_The task_
Please work out how many lines in the entries contain "action", then give that number with nothing added.

▬▬▬▬▬▬▬▬▬▬

PR #275, opened 2020-12-21
React: Hookup admin, settings pages

### LINKED ISSUE #257: Manage MinIO credentials in settings
View MinIO credentials and reset MinIO credentials on settings page. The interface should be similar to the administrative one, but it only affects the current user.

Depends on #193 to be actually functional

frewmack:
Followup to #268 
Admin page:
- MinIO keys are fetched when admin 'expands' element for a particular user
- 'Reset MinIO Credentials' resets the MinIO keys for that user
- Group membership is shown in user element as small chips with group code
- Group select hooked up

Settings page:
- MinIO keys are fetched here; same component as one in Admin page
- 'Reset MinIO Credentials' here too
- Permission groups that the user is a member of is displayed in the header to the right of the 'Hello {name}' title

Known issues / To-dos:
- Changing group membership of a user doesn't work, since the groups are not made via `POST /api/groups` and thus are missing their MinIO policies and buckets (thanks Kevin for helping me with that)
- I feel like group chips could use some colour to better distinguish them. They are all grey for now.

Closes #257


react/src/Admin/components/CreateUserModal.tsx
```diff
@@ -11,13 +11,48 @@ import {
...
+    switch (action.type) {
+        case "set":
+            const { type, ...payload } = action;
+            return { ...state, ...payload };
+        case "reset":
+            return initState;
+        default:
+            return state;
+    }
+}
```
kevinlul, line 48: Nice!

react/src/Admin/components/CreateUserModal.tsx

▬▬▬▬▬▬▬▬▬▬

_Output for this exercise_
2